* [Your assignment]: Report each line of the listing below that holds "back".

* [Data shown]:
----
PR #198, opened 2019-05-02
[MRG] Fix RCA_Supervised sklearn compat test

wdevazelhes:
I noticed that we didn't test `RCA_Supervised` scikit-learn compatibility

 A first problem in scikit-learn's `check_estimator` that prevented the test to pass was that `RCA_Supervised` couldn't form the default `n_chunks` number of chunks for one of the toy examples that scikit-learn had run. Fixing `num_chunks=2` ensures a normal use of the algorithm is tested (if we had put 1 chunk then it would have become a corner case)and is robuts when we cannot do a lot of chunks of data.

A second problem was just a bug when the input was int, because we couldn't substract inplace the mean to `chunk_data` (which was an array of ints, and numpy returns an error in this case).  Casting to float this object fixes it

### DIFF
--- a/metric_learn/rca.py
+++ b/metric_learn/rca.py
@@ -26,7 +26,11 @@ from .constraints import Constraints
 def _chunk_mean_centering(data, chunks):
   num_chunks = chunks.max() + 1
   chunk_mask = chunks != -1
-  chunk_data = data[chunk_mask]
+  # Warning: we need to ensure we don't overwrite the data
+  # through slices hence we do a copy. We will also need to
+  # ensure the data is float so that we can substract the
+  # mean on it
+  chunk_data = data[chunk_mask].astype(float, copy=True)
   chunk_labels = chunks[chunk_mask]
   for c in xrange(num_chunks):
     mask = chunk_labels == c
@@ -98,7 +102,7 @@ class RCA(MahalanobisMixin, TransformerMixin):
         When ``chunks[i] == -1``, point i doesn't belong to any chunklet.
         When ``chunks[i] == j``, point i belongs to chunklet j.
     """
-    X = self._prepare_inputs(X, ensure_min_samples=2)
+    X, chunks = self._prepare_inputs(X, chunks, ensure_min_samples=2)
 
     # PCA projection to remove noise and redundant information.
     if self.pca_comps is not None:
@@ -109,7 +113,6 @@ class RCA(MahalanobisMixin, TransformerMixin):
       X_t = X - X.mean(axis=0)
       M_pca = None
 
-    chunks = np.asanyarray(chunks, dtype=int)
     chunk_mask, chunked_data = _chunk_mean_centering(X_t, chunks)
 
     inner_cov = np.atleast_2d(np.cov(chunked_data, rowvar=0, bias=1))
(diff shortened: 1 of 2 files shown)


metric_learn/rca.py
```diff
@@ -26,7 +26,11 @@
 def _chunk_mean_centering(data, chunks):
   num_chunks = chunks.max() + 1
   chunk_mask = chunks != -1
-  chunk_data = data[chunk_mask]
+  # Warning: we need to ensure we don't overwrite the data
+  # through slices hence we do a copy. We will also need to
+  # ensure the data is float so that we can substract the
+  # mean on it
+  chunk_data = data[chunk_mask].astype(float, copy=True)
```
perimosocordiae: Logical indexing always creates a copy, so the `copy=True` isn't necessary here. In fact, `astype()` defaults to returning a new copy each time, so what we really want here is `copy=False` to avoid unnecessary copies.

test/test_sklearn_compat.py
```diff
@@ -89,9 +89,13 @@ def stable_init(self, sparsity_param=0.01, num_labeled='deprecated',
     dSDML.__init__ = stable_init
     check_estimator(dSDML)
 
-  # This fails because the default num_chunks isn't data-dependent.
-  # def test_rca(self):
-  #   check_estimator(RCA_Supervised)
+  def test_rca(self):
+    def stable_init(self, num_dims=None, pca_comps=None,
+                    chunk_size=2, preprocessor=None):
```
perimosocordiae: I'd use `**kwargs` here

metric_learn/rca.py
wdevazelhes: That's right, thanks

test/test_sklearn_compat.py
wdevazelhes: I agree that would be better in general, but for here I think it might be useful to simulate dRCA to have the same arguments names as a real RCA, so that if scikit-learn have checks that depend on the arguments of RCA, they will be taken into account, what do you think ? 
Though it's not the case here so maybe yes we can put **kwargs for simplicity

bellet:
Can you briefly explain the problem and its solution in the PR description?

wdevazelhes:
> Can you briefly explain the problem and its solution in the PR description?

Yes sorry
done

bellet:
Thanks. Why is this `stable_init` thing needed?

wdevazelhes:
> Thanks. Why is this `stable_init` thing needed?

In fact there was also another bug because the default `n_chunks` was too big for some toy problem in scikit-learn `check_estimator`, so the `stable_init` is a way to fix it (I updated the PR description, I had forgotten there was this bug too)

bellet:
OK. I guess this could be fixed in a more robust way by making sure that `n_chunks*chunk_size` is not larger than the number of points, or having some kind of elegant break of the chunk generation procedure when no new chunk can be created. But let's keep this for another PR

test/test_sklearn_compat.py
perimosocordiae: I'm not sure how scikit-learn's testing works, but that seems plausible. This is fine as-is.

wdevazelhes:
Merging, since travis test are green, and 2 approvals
----
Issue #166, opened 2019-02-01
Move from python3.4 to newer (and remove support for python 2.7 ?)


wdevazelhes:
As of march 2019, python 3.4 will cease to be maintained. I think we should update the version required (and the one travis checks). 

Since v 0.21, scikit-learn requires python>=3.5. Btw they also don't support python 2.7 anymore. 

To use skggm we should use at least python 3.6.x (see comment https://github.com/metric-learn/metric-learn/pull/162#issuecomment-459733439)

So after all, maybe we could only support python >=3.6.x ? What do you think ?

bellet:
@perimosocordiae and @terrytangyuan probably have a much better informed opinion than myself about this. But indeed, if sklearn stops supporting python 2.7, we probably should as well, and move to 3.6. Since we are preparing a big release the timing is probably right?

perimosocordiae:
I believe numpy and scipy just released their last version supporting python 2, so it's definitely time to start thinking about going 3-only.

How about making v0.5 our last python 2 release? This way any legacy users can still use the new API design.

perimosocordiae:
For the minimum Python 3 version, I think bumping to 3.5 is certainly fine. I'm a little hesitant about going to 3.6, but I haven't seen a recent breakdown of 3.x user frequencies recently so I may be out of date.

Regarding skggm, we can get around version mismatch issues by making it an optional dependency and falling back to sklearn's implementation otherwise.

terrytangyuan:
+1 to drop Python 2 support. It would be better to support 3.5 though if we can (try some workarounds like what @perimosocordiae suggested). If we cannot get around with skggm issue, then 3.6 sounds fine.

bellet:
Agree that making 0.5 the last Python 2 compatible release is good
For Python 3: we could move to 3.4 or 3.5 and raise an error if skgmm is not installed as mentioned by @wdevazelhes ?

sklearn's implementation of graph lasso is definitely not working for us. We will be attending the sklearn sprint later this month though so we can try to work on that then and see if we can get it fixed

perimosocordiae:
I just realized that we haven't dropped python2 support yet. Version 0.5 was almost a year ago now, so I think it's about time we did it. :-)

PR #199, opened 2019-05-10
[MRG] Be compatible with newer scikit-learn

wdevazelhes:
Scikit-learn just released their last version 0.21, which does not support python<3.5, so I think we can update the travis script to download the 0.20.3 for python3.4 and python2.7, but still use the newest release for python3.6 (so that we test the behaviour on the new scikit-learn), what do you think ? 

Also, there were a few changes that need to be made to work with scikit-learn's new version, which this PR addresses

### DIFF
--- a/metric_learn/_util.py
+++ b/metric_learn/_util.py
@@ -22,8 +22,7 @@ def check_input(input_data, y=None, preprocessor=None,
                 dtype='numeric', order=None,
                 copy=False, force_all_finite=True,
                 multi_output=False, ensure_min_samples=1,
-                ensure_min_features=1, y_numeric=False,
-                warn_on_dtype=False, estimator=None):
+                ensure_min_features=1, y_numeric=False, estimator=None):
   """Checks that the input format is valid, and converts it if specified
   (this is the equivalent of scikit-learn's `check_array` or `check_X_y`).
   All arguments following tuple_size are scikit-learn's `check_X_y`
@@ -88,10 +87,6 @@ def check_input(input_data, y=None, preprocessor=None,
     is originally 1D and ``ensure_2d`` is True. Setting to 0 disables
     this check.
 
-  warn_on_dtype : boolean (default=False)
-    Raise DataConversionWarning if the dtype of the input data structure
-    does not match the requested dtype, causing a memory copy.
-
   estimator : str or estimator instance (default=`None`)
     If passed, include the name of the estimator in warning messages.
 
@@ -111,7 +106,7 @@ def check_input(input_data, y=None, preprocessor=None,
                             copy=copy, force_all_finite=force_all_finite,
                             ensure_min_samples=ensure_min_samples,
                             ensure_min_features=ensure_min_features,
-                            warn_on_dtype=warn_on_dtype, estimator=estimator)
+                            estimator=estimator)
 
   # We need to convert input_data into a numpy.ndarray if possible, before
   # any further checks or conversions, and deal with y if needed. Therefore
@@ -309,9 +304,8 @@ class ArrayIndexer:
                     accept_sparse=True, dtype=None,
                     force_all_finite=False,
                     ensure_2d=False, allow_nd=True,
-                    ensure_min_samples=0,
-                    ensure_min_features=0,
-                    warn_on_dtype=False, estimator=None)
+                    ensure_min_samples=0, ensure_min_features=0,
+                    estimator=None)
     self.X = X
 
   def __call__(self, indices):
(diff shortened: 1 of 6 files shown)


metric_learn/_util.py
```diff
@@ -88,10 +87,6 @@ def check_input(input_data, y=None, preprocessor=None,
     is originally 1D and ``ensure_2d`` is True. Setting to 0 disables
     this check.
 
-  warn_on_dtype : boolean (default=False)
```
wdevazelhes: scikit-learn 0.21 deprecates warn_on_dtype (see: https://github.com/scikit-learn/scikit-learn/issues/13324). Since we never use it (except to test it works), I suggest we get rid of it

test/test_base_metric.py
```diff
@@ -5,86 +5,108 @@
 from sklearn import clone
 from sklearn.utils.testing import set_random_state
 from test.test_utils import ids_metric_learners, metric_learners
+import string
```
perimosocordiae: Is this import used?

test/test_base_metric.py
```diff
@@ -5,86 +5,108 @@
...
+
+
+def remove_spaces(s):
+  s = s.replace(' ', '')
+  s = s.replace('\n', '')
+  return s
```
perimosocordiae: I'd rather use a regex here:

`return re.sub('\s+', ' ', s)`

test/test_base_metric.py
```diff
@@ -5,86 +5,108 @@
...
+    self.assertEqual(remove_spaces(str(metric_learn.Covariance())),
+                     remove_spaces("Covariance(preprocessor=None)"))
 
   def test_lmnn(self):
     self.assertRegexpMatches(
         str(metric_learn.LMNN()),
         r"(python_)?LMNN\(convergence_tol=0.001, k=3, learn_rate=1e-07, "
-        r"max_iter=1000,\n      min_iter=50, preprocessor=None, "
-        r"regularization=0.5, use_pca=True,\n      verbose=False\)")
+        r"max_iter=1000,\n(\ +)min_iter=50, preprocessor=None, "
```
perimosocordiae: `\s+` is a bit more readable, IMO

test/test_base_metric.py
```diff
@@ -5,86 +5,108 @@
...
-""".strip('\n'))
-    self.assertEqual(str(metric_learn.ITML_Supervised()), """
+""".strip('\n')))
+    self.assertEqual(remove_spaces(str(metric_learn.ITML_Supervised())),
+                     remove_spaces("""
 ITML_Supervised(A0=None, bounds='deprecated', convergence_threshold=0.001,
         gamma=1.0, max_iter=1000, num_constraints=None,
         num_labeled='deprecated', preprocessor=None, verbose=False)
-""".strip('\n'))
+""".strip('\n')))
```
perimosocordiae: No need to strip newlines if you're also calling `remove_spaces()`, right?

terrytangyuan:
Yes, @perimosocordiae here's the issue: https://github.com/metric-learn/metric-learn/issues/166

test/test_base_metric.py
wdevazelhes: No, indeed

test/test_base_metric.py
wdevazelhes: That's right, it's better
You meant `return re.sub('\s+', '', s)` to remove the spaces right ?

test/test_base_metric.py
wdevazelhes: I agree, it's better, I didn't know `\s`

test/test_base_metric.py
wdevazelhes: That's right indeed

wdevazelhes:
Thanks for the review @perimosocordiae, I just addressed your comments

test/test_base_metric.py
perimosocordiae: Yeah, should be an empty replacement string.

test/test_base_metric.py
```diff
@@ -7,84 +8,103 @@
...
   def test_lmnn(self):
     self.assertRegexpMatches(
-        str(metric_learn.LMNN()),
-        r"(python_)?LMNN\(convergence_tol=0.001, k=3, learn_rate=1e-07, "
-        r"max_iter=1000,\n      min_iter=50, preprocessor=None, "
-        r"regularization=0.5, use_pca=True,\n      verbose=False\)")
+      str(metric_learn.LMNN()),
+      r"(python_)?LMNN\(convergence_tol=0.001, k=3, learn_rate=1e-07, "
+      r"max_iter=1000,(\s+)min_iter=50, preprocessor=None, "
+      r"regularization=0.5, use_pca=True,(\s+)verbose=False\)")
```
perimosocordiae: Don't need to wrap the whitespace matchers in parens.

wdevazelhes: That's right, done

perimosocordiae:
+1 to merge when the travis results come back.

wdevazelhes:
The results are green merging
----
* [Task answer]:
Regarding skggm, we can get around version mismatch issues by making it an optional dependency and falling back to sklearn's implementation otherwise.
+1 to merge when the travis results come back.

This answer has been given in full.